Task brief: In the data below, find each line containing the string "mean" and return it.

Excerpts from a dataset
·····

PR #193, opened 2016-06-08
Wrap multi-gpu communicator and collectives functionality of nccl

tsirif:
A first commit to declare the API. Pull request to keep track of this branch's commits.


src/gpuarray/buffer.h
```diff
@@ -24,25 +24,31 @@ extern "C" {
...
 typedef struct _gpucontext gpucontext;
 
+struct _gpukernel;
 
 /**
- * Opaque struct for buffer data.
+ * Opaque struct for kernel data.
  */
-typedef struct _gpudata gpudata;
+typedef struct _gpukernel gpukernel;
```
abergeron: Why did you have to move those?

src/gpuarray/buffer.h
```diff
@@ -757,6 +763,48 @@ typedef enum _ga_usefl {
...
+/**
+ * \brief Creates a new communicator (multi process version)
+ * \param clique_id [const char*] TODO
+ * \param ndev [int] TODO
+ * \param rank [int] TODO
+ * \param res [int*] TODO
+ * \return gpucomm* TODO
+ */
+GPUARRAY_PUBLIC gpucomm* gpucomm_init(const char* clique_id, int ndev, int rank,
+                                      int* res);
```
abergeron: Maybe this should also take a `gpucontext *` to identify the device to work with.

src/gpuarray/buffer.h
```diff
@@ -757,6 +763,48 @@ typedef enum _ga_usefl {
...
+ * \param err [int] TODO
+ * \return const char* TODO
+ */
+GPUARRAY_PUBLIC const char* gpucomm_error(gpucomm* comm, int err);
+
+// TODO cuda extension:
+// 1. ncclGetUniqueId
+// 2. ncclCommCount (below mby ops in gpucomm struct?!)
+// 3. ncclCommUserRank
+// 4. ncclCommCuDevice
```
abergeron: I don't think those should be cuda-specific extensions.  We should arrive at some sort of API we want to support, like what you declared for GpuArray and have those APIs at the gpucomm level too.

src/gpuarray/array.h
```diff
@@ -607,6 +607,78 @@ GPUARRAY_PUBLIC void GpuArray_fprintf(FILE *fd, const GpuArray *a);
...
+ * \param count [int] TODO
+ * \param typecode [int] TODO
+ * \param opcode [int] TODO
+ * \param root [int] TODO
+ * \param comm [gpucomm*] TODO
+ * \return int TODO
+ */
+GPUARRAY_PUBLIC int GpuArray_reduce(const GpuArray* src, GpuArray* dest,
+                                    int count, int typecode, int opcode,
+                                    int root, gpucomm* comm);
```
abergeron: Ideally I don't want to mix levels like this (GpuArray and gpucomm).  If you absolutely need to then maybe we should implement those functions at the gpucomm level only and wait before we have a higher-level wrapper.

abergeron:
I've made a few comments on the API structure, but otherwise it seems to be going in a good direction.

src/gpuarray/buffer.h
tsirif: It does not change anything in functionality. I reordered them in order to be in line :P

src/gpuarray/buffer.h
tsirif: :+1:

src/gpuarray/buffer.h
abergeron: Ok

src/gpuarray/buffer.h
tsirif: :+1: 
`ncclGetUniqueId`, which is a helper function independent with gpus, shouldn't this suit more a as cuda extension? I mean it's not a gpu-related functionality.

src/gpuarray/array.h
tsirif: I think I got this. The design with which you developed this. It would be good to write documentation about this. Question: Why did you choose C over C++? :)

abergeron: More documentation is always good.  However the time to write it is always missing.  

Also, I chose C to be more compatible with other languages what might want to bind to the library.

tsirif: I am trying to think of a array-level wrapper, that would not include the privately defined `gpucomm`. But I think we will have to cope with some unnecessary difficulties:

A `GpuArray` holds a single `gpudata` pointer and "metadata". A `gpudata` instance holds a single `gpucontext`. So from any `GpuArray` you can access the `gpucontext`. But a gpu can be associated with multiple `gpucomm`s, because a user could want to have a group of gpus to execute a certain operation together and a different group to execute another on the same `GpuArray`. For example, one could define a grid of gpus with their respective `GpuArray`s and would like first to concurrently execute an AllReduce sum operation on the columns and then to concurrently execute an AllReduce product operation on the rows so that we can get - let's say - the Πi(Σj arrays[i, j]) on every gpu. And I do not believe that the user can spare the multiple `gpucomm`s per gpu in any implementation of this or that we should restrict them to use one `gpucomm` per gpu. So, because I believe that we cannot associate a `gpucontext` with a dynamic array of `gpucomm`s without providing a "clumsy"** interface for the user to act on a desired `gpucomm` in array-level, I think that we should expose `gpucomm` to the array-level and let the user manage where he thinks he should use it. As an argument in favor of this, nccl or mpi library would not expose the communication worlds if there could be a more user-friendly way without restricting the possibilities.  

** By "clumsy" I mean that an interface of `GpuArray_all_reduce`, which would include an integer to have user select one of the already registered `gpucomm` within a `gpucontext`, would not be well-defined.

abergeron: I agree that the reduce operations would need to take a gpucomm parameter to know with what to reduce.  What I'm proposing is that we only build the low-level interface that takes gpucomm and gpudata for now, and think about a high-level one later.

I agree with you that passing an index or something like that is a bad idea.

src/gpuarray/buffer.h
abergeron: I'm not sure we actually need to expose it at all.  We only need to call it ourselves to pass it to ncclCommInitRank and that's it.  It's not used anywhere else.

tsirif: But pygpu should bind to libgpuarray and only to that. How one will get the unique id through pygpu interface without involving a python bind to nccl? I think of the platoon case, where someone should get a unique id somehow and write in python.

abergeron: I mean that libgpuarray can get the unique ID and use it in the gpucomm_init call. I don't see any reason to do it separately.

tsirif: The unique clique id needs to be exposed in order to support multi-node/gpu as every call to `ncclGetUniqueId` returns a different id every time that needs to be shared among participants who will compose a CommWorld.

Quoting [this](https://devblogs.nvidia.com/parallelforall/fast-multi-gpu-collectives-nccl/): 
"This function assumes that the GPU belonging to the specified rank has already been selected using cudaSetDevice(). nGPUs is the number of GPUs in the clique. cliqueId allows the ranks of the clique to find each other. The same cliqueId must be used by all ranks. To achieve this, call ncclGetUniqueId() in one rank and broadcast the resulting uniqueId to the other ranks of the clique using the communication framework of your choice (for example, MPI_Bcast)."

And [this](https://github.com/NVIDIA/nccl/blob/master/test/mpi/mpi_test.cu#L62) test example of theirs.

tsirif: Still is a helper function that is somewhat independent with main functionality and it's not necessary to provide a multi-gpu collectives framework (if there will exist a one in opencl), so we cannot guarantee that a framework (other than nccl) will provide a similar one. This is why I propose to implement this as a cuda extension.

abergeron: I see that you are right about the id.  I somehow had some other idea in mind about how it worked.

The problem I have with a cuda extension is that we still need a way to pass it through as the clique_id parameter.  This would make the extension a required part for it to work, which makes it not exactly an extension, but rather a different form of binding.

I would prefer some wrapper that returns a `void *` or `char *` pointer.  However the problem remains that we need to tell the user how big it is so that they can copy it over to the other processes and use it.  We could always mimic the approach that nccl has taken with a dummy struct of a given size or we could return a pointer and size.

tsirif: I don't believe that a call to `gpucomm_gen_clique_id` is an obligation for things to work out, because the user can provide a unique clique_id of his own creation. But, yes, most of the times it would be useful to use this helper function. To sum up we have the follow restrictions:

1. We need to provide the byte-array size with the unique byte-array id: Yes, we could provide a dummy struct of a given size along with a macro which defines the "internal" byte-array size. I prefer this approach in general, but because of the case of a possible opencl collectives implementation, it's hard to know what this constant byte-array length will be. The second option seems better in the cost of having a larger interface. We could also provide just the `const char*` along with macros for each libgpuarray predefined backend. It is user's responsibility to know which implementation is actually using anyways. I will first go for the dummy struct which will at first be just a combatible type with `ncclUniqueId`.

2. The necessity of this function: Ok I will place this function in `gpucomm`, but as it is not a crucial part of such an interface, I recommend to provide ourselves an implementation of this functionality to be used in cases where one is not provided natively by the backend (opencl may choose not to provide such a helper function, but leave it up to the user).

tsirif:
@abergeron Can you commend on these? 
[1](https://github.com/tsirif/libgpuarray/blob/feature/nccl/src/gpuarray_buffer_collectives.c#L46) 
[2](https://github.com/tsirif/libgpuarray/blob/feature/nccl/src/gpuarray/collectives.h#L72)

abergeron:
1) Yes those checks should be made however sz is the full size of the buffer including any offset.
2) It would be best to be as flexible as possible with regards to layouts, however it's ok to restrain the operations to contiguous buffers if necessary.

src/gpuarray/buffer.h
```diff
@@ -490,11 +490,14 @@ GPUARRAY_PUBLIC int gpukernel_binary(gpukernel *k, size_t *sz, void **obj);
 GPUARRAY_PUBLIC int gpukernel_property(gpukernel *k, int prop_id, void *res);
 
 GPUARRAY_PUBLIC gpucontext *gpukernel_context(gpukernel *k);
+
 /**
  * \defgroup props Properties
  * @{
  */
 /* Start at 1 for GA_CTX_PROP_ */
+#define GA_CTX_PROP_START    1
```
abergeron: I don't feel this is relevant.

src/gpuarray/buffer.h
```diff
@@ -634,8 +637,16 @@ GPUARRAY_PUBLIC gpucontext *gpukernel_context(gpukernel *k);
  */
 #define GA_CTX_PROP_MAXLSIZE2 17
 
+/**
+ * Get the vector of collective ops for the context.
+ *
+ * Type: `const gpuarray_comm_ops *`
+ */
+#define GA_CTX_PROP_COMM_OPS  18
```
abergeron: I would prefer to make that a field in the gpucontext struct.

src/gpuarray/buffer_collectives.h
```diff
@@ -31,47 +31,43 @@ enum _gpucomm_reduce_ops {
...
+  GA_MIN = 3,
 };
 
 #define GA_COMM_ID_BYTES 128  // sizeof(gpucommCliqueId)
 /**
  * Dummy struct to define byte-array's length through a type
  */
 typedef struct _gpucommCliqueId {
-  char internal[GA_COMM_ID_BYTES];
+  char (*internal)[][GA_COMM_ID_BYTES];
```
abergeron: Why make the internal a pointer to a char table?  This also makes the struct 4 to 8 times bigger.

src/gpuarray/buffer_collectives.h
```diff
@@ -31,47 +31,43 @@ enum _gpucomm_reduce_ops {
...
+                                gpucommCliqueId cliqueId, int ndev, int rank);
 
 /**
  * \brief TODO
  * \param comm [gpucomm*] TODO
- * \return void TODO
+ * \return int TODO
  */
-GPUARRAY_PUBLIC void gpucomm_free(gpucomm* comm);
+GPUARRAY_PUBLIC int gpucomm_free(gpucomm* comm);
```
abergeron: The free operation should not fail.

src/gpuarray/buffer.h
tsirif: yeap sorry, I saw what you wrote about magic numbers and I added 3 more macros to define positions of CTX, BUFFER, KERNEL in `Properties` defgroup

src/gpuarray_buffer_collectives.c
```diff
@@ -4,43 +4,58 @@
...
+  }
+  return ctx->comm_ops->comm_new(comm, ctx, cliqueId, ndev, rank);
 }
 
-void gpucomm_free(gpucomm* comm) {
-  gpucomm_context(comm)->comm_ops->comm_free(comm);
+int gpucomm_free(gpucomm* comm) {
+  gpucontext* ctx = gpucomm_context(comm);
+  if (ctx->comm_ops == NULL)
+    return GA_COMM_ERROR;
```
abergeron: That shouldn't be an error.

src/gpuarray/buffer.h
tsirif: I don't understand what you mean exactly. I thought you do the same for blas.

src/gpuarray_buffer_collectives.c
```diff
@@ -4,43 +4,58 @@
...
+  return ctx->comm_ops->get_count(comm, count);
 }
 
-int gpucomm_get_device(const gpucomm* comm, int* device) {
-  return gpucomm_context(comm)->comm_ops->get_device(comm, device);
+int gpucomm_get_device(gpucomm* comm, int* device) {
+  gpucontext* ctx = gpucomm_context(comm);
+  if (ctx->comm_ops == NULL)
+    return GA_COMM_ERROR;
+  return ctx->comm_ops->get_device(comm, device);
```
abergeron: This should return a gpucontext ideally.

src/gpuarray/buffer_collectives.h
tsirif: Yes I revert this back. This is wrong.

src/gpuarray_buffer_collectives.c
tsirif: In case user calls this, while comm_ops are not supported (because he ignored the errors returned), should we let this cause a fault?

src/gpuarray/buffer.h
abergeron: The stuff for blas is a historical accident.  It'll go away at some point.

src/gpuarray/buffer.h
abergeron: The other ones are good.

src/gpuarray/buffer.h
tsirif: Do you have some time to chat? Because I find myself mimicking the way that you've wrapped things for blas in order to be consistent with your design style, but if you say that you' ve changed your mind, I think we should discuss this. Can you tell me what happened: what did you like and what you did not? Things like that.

·····

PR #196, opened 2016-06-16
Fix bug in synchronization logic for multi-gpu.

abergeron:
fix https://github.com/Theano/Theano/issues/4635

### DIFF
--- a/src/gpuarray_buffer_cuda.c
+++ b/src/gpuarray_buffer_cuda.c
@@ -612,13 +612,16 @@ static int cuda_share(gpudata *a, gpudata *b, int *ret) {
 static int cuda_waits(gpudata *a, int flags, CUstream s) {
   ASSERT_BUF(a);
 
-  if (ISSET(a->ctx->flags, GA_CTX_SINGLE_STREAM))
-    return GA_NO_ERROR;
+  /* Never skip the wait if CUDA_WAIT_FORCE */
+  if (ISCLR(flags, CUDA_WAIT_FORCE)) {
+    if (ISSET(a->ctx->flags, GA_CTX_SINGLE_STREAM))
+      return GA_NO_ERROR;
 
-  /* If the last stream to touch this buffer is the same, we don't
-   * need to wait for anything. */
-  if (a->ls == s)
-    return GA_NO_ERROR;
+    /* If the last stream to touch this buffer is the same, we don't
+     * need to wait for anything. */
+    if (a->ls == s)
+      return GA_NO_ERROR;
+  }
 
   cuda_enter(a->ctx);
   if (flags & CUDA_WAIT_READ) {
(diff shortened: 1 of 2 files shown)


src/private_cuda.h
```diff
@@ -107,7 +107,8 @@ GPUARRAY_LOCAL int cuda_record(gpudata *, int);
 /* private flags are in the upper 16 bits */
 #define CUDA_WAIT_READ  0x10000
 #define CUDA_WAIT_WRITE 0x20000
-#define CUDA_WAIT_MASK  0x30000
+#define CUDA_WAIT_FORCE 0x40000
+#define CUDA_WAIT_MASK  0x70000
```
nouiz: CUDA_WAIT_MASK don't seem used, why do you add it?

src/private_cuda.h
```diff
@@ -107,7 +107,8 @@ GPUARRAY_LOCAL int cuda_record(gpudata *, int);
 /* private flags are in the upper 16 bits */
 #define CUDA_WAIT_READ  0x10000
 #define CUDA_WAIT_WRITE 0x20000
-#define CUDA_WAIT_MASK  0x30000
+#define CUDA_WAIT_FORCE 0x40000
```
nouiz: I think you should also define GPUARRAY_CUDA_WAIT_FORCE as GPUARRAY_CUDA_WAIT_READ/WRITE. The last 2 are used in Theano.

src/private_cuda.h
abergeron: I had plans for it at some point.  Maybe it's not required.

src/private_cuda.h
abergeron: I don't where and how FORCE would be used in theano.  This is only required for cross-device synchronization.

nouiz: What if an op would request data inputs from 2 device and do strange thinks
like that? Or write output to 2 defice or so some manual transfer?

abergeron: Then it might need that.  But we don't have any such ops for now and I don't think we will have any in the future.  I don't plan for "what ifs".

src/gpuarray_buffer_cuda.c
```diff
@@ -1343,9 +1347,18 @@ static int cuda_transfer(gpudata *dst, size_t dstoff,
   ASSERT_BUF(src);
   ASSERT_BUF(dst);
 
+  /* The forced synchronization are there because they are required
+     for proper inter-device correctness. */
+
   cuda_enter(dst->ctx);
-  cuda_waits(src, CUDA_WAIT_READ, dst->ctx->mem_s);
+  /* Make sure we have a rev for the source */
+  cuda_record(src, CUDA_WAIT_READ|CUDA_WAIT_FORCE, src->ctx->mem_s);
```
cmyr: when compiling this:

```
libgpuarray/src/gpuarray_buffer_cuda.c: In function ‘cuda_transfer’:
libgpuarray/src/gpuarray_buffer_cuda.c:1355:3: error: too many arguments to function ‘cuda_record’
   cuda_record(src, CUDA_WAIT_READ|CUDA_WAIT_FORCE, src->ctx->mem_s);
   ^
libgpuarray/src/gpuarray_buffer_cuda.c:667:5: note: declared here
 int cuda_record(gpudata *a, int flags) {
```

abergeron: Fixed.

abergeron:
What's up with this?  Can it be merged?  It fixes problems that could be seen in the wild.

·····

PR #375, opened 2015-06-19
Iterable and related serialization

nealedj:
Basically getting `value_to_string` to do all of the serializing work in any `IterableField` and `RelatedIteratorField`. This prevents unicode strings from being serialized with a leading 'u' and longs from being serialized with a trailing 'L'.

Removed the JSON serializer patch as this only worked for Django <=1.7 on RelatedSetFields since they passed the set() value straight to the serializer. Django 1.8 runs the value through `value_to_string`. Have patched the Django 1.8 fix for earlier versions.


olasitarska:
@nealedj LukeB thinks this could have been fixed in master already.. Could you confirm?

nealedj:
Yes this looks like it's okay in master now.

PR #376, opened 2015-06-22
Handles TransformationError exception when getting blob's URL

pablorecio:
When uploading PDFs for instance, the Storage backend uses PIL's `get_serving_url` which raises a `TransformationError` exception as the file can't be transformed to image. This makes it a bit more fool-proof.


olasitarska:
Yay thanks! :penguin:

·····

Answer area:
`ncclGetUniqueId`, which is a helper function independent with gpus, shouldn't this suit more a as cuda extension? I mean it's not a gpu-related functionality.
** By "clumsy" I mean that an interface of `GpuArray_all_reduce`, which would include an integer to have user select one of the already registered `gpucomm` within a `gpucontext`, would not be well-defined.
abergeron: I mean that libgpuarray can get the unique ID and use it in the gpucomm_init call. I don't see any reason to do it separately.
tsirif: I don't understand what you mean exactly. I thought you do the same for blas.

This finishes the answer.